GIVEN RECORDS:
● ● ●
PR #841, opened 2026-06-24
fix: map network event pktType to direction in CEL rules engine

### LINKED ISSUE #840: bug: event.direction is empty for network events in CEL rules engine
### Describe the bug
When writing custom CEL rules for network events (eventType: `network`), referencing `event.direction` always returns an empty string `""`. Consequently, expressions like `event.direction == 'outbound'` (e.g., in a rule like `R1077`) always evaluate to `false` and can never fire.

### Root Cause
1. In `pkg/utils/cel.go`, the CEL property `direction` retrieves `x.Raw.GetDirection()`.
2. For network events, `GetDirection()` returns the raw event's `Direction` field (of type `consts.NetworkDirection`).
3. For network events generated by the network tracer, the `Direction` field is never populated (unlike HTTP events where it is set via `MakeHttpEvent`).
4. Network events instead carry packet type information (`GetPktType()`), containing `"OUTGOING"` or `"HOST"`.

### Proposed Fixes
**Option A: Map pktType inside GetDirection()**
Update `GetDirection()` in `pkg/utils/datasource_event.go` and `pkg/utils/struct_event.go` to fallback to checking packet type for network events:
```go
func (e *DatasourceEvent) GetDirection() consts.NetworkDirection {
	if e.Direction == "" && e.EventType == NetworkEventType {
		if strings.EqualFold(e.GetPktType(), "OUTGOING") {
			return consts.Outbound // "outbound"
		}
		return consts.Inbound // "inbound"
	}
	return e.Direction
}
```

**Option B: Document that rules must use pktType**
Alternatively, if `event.direction` is meant to be exclusive to L7 / HTTP, we should update documentation and custom rules to use `event.pktType == 'OUTGOING'` instead.

matthyx:
This PR fixes a bug where `event.direction` on a network event is always empty, causing rules evaluating `event.direction == 'outbound'` (such as R1077) to never trigger. It falls back to mapping Inspektor Gadget's `pktType` (`OUTGOING` vs others) to direction if `e.Direction` is empty.

Closes #840

## Summary by CodeRabbit

* **Bug Fixes**
  * Network events now automatically show the correct inbound or outbound direction when no direction is explicitly set.
  * Direction handling is more consistent across event types, including cases where packet type information is used to determine the result.

* **Tests**
  * Expanded coverage for event direction behavior, including explicit directions and packet-type-based inference.

### DIFF
--- a/pkg/utils/datasource_event.go
+++ b/pkg/utils/datasource_event.go
@@ -273,6 +273,9 @@ func (e *DatasourceEvent) GetCwd() string {
 }
 
 func (e *DatasourceEvent) GetDirection() consts.NetworkDirection {
+	if e.Direction == "" && e.EventType == NetworkEventType {
+		return DirectionFromPktType(e.GetPktType())
+	}
 	return e.Direction
 }
 
--- a/pkg/utils/struct_event.go
+++ b/pkg/utils/struct_event.go
@@ -154,6 +154,9 @@ func (e *StructEvent) GetCwd() string {
 }
 
 func (e *StructEvent) GetDirection() consts.NetworkDirection {
+	if e.Direction == "" && e.EventType == NetworkEventType {
+		return DirectionFromPktType(e.GetPktType())
+	}
 	return e.Direction
 }
 
--- a/pkg/utils/events.go
+++ b/pkg/utils/events.go
@@ -4,6 +4,7 @@ import (
 	"fmt"
 	"net/http"
 	"path/filepath"
+	"strings"
 
 	"github.com/inspektor-gadget/inspektor-gadget/pkg/types"
 	"github.com/kubescape/storage/pkg/apis/softwarecomposition/consts"
@@ -269,4 +270,12 @@ func protoNumToString(protoNum uint16) string {
 	default:
 		return ""
 	}
+}
+
+// DirectionFromPktType maps an Inspektor Gadget packet type string to a NetworkDirection
+func DirectionFromPktType(pktType string) consts.NetworkDirection {
+	if strings.EqualFold(pktType, OutgoingPktType) {
+		return consts.Outbound
+	}
+	return consts.Inbound
 }
--- a/pkg/utils/events_test.go
+++ b/pkg/utils/events_test.go
@@ -1,13 +1,131 @@
 package utils
 
-// Test struct that mimics the structure of events with Comm field
-type testEventWithComm struct {
-	Comm string
+import (
+	"testing"
+
+	"github.com/inspektor-gadget/inspektor-gadget/pkg/datasource"
+	"github.com/kubescape/storage/pkg/apis/softwarecomposition/consts"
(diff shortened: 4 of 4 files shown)


pkg/utils/datasource_event.go
```diff
@@ -273,6 +273,12 @@ func (e *DatasourceEvent) GetCwd() string {
 }
 
 func (e *DatasourceEvent) GetDirection() consts.NetworkDirection {
+	if e.Direction == "" && e.EventType == NetworkEventType {
+		if strings.EqualFold(e.GetPktType(), "OUTGOING") {
```
matthyx: This is the block that actually fixes #840 in production (network events flow through `DatasourceEvent`), yet there's no test for it — the new test only covers `StructEvent`. Worth a `DatasourceEvent.GetDirection()` test that populates the `egress` field.

Nit: prefer the existing `OutgoingPktType` constant (events.go) over the `"OUTGOING"` string literal.

pkg/utils/struct_event.go
```diff
@@ -154,6 +155,12 @@ func (e *StructEvent) GetCwd() string {
 }
 
 func (e *StructEvent) GetDirection() consts.NetworkDirection {
+	if e.Direction == "" && e.EventType == NetworkEventType {
+		if strings.EqualFold(e.GetPktType(), "OUTGOING") {
```
matthyx: Nit: this block is duplicated verbatim in `datasource_event.go`; a shared helper (e.g. `directionFromPktType(pktType)`) would keep the two in sync. Also prefer the `OutgoingPktType` constant over the `"OUTGOING"` literal.

matthyx (commented):
Reviewed the fix end-to-end. The approach is sound and the chain works: for network events the production type is `DatasourceEvent`, whose `GetPktType()` reads the `egress` field (egress==1 -> OUTGOING, else HOST), so the new fallback yields outbound/inbound, and that value reaches CEL via the `cel.go` "direction" field getter (`x.Raw.GetDirection()`). I confirmed `consts.Inbound=="inbound"` / `Outbound=="outbound"`, matching R1077's `direction == 'outbound'`, and that the prefilter does not drop network events on direction (`rule_manager.go` only calls `SetDirection` for HTTP events, and prefilter line 254 short-circuits when `e.Dir == DirNone`). No hard blockers — but one test-coverage gap is worth fixing before merge, plus two minor nits inline.

**Main concern (please address): the regression test does not cover the regressed code path.** `TestStructEventGetDirection` only exercises `StructEvent`, but the production network path uses `DatasourceEvent`, and `StructEvent.PktType` is never populated for network events outside tests. So the identical block in `datasource_event.go` — the code that actually fixes #840 — and its real wiring through the `egress` field are untested. Consider a table test on `DatasourceEvent.GetDirection()` that sets `egress` in `Data` and asserts inbound/outbound.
● ● ●
BRIEF: Across the whole listing above, tally each line where the string "strings" occurs, and give the number and nothing more.

SOLVED PROBLEM: 5